I don't believe the rules are misguided at all, and with all of the abuse of IC status (in many occupations besides "gig" jobs) that goes on in this country, it shows the rules are necessary to set some kind of benchmark.

Having said that, given the realities of perpetually high rates of Third World immigration into this country, allowing drivers to set their own rates would be a sprint to the bottom. Clueless drivers would be offering their services for pennies per mile.

Employee status is a non-starter for me.

Therefore, the best option is to continue the faux IC status we have now but with dramatically better pay and working conditions.


----------



## The Gift of Fish (Mar 17, 2017)

Nats121 said:


> I don't believe the rules are misguided at all, and with all of the abuse of IC status (in many occupations besides "gig" jobs) that goes on in this country, it shows the rules are necessary to set some kind of benchmark.


No, I think that only the specific test that precludes workers from being ICs if they are in the same line of business as the hirer is wrong. I think that workers should be able to be ICs even if they are in the same line of business as the hirer. But clearly these gig companies have demonstrated through their behaviour that they need to be regulated.


> Having said that, given the realities of perpetually high rates of Third World immigration into this country, allowing drivers to set their own rates would be a sprint to the bottom.


Not sure on that. I see plenty of driver protests that rates have been slashed too far. I see no driver protests complaining that they are being paid too much. But I guess there are probably some hobbyist drivers who would drive for zero profit, and there are also the "gas is my only expense" drivers.


> Employee status is a non-starter for me.


I'm looking forward to it. In SF it's going to be $15 per hour, plus Uberlyft will have to pay compensation for mileage driven. All miles, not just pax on board.


----------



## CJfrom619 (Apr 27, 2017)

O-Side Uber said:


> It's very distracting to have a stranger sitting that close to me. It's not safe. They tend to point their finger across my face to show where to turn and micro manage how I drive. I don't need to smell them either. The worst are the backback idiots that try to sit in front and scratch the crap out of my glove compartment. It's actually good to tell people to get in the back , it shows them you don't take any crap ?


You shouldn't be driving.

The drivers that gets upset about a rider sitting infront probably gets annoyed at alot of things.


----------



## Fozzie (Aug 11, 2018)

Nats121 said:


> If AB5 passes, these companies will have no choice but to offer major concessions in order to keep driver IC status. If drivers become employees, both companies may very well go belly up.
> 
> The most important concessions should be much higher pay rates, providing drivers with the DESTINATION during ping, and a dramatically fairer "discipline" system.

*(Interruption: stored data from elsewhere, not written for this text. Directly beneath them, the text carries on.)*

PR #83, opened 2018-02-16
Fixed published assembly issue

### LINKED ISSUE #82: Sample release version doesn't work
there is no problem with Debug mode.
but in release and publish mode, routing doesn't seems work.

jchannon:
Fixes #82

### DIFF
--- a/src/BotwinExtensions.cs
+++ b/src/BotwinExtensions.cs
@@ -1,7 +1,6 @@
 namespace Botwin
 {
     using System;
-    using System.Collections.Generic;
     using System.IO;
     using System.Linq;
     using System.Reflection;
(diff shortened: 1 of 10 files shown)


src/BotwinExtensions.cs
```diff
@@ -148,9 +147,11 @@ private static void ApplyGlobalBeforeHook(IApplicationBuilder builder, BotwinOpt
         /// </summary>
         /// <param name="services">The <see cref="IServiceCollection"/> to add Botwin to.</param>
         /// <param name="assemblies">Optional array of <see cref="Assembly"/> to add to the services collection. If assemblies are not provided, Assembly.GetEntryAssembly is called.</param>
-        public static void AddBotwin(this IServiceCollection services, params Assembly[] assemblies)
+        public static void AddBotwin(this IServiceCollection services)
```
JoeStead: We should probably provide an overload so you can specify the assembly your modules belong in explicitly.

JoeStead: Actually, I don't think you do need this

If AB5 passes, it'll be too late to negotiate.



Working4peanuts said:


> If you REALLY want men not to sit in the front, put a box of tampons on the seat. Men will NEVER touch a box of tampons. NEVER!


You don't know how true that statement is. I once asked my husband to pick some up on his way home. Typical macho man sure as hell wasn't going to do it himself, so he sent one of his Marines to the commissary to buy them, then place them in the trunk of his car for him to bring home. SMFH


----------



## The Gift of Fish (Mar 17, 2017)

Fozzie said:


> If AB5 passes, it'll be too late to negotiate.
> 
> 
> You don't know how true that statement is. I once asked my husband to pick some up on his way home. Typical macho man sure as hell wasn't going to do it himself, so he sent one of his Marines to the commissary to buy them, then place them in the trunk of his car for him to bring home. SMFH


How bad would it be, though? 15 bucks per hour, plus car expenses. On the downside, there would probably be no refusing pings. But since we'll be paid for all miles, including driving to the pickup, it doesn't matter how far the ping is.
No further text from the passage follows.